## What to do
Using the records that appear below, write out exactly the lines from the one with "PR #1254, opened 2026-06-23" through the one with "Indeed, Windows runs", keeping both end lines.

Data for this task Block Start

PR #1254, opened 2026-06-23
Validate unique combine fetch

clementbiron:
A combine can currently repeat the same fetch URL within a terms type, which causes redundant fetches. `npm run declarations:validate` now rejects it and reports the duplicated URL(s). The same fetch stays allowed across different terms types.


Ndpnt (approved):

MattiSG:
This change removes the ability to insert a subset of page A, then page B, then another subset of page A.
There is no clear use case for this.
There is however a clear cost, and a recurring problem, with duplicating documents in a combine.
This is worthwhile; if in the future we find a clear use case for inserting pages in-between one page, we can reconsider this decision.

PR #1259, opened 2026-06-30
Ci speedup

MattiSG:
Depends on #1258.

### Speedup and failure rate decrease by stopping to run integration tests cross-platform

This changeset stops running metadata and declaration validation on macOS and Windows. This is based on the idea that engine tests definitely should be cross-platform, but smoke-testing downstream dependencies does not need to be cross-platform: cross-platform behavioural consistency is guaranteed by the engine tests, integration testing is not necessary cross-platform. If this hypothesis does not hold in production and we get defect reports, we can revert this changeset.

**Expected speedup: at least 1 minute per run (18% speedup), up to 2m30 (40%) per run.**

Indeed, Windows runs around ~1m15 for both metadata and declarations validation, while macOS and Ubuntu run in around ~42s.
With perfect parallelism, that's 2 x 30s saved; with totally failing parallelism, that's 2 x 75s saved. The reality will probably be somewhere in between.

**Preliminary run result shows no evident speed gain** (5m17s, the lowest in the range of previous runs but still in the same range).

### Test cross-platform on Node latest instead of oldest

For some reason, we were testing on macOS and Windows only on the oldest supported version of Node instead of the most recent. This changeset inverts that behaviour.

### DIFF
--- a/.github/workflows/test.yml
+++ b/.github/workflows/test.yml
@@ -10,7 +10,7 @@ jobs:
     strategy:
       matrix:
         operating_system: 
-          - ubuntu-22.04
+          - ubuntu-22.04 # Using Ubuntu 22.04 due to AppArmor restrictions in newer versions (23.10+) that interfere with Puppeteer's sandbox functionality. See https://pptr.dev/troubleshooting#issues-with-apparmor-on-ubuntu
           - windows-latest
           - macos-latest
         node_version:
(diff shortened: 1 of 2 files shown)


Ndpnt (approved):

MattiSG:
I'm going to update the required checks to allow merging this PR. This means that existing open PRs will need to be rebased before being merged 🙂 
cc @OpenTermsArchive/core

Data for this task Block End
Data for this task Block Start

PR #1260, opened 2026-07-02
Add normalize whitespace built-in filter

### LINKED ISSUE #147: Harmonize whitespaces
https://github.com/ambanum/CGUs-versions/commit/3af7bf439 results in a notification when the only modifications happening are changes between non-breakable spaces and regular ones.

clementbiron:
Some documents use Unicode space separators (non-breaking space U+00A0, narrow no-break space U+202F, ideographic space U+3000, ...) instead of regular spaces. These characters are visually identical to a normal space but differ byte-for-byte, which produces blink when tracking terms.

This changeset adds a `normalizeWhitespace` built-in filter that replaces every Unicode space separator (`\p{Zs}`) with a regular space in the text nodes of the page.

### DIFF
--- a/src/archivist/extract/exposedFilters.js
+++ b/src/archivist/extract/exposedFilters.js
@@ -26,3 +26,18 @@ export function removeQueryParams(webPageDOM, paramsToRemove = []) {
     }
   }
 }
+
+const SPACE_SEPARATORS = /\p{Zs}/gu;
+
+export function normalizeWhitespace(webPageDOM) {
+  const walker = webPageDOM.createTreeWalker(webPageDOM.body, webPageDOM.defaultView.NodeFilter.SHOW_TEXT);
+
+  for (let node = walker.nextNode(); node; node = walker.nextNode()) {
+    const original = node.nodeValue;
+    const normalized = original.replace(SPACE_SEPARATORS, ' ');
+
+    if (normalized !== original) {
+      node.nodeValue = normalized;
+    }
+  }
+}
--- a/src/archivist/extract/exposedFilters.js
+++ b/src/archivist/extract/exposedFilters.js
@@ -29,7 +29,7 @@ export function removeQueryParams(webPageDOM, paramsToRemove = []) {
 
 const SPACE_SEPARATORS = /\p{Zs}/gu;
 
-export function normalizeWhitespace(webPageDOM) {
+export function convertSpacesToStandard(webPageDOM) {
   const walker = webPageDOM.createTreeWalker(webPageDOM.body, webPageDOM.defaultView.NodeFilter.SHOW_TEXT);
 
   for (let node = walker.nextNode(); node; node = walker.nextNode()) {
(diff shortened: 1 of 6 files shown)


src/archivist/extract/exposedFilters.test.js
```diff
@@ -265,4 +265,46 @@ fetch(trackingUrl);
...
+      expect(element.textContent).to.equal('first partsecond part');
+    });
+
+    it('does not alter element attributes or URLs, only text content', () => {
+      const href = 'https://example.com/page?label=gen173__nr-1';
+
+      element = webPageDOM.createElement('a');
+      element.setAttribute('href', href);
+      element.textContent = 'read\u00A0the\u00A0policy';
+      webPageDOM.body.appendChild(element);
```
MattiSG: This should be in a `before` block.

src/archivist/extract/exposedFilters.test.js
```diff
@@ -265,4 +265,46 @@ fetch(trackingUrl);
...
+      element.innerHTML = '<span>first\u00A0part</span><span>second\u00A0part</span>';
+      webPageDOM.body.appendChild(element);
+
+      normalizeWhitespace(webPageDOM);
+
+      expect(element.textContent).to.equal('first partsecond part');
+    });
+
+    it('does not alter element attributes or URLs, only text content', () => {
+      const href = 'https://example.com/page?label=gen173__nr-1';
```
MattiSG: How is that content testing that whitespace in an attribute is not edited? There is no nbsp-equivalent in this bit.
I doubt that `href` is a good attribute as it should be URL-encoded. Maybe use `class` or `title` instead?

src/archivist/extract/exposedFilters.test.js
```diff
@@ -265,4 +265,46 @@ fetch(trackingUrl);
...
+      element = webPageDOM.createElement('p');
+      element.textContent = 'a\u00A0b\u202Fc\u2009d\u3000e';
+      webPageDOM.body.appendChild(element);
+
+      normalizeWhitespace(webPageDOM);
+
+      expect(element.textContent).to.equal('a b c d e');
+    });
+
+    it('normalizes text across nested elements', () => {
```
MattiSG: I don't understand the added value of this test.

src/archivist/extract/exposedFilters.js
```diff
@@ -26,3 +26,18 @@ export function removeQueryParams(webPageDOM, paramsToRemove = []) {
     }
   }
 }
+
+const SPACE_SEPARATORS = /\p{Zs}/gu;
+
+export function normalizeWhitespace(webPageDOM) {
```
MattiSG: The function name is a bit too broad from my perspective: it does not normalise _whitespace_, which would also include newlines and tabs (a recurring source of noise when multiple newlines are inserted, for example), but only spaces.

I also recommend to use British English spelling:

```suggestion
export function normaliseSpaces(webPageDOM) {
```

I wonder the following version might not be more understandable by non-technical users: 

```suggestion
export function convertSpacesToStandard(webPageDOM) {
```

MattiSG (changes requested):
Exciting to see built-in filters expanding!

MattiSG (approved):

Data for this task Block End

## Reply
PR #1254, opened 2026-06-23
Validate unique combine fetch

clementbiron:
A combine can currently repeat the same fetch URL within a terms type, which causes redundant fetches. `npm run declarations:validate` now rejects it and reports the duplicated URL(s). The same fetch stays allowed across different terms types.


Ndpnt (approved):

MattiSG:
This change removes the ability to insert a subset of page A, then page B, then another subset of page A.
There is no clear use case for this.
There is however a clear cost, and a recurring problem, with duplicating documents in a combine.
This is worthwhile; if in the future we find a clear use case for inserting pages in-between one page, we can reconsider this decision.

PR #1259, opened 2026-06-30
Ci speedup

MattiSG:
Depends on #1258.

### Speedup and failure rate decrease by stopping to run integration tests cross-platform

This changeset stops running metadata and declaration validation on macOS and Windows. This is based on the idea that engine tests definitely should be cross-platform, but smoke-testing downstream dependencies does not need to be cross-platform: cross-platform behavioural consistency is guaranteed by the engine tests, integration testing is not necessary cross-platform. If this hypothesis does not hold in production and we get defect reports, we can revert this changeset.

**Expected speedup: at least 1 minute per run (18% speedup), up to 2m30 (40%) per run.**

Indeed, Windows runs around ~1m15 for both metadata and declarations validation, while macOS and Ubuntu run in around ~42s.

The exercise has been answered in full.